New to the board here, just placed an order for 15mg of GH frag 176-191. Have read alot on it and thought I would throw it in to my cruise cycle (250mg test cyp) to shed some fat before my next blast. Ive mostly used alot of stimulants in the past and have lost more muscle than I would have liked so I'm going the peptide route this go round with a strict diet and some am cardio.
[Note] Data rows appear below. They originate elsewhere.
PR #34, opened 2026-08-14
DLSR-545: Enable production db access on support server

akohler:
Implements [DLSR-545](https://uclalibrary.atlassian.net/browse/DLSR-545).

This PR modifies `run_aspace_script.sh` to tunnel a connection via SSH to the remote production database server.  This is required for several of our Python scripts.  The connection is automatically closed after Docker runs the Python script.

Notes and caveats:
* Lyrasis only supports access to our PRODUCTION database.  If Python scripts are being run against the TEST ASpace system, they may see a mixture of data from TEST (via API) and PRODUCTION (via database).  If this is a problem, we'll need to solve it, either via a flag to this shell script, or awareness within the Python scripts to not try database access when running against the TEST system.
* Users must have `id_aspace_ssh` in `~/.ssh/`, aka `$HOME/.ssh/`.  For now, this file can be copied from `/opt/aspace-shared/secrets/` on the `p-u-asrunner01` server.  This file must also have restrictive permissions, readable only by the owner.  As needed:
```
cp /opt/aspace-shared/secrets/id_aspace_ssh ~/.ssh/
chmod 600 ~/.ssh/id_aspace_ssh

# This  should now show the file, owned by the user, with -rw-------. permissions
ls -al ~/.ssh/id_aspace_ssh
```
* A change is required to each user's `secrets/.archivessnake_secret_PROD.yml`, on the `p-u-asrunner01` server:
```
database:
  host: 127.0.0.1
```
* It's possible this will not work correctly for a user, if another user is currently running a script.  Port 3306 on the host (the server) is being forwarded to the remote system, and if user A has already done that, I don't know what will happen if user B then tries to do that.  And if the forwarded port is shared, I think user A's data from the db might come back to user B's program.  We probably can fix this by picking a random local port to forward.

Testing:
* Pull down the new versions of `docker-compose_scripts.yml` and `run_aspace_script.sh` to your home directory on `p-u-asrunner01`.
* Make sure you have `~/.ssh/id_aspace_ssh` in place with correct permissions.
* Update your `secrets/.archivessnake_secret_PROD.yml` with the database host change.
* Use the updated shell script to run a program which interacts with the production database.

Bonus points if you can coordinate a multi-user test which will be safe if database data is returned to the wrong user's program.  We may need to write a testing Python program and add it to the container.

I added a warning to the end of the README.  Feel free to add other info as needed.

I added copious comments around my changes to the other files.  Please let me know if anything is unclear.

[DLSR-545]: https://uclalibrary.atlassian.net/browse/DLSR-545?atlOrigin=eyJpIjoiNWRkNTljNzYxNjVmNDY3MDlhMDU5Y2ZhYzA5YTRkZjUiLCJwIjoiZ2l0aHViLWNvbS1KU1cifQ


ztucker4 (approved):
All looks good - see comment for notes on simultaneous testing. Thanks for the thorough documentation (especially the comments in `run_aspace_script.sh`). Merging!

Current stats are 27 yo 5'11" 235lbs 12.9% BF. Gonna be on 250mg Test for the next 6-10 weeks, maybe throw in some var pretty soon aswell. Trying to diet to about 7% and may take up to 12 weeks from now to do it. Considering IGF, MGF, and GHRP6/CJC1295 a little further down the road. Havent decided when would be best to incorporate these, either the tail end of my cutter or thorwing them in my next blast/bulking cycle.

Ive read that reconstituting is best done with a .9% NaCl solution, that the peptide will last longer in this solution as opposed to just regular bac water? Was going to get some bac water with the sodium chloride if so.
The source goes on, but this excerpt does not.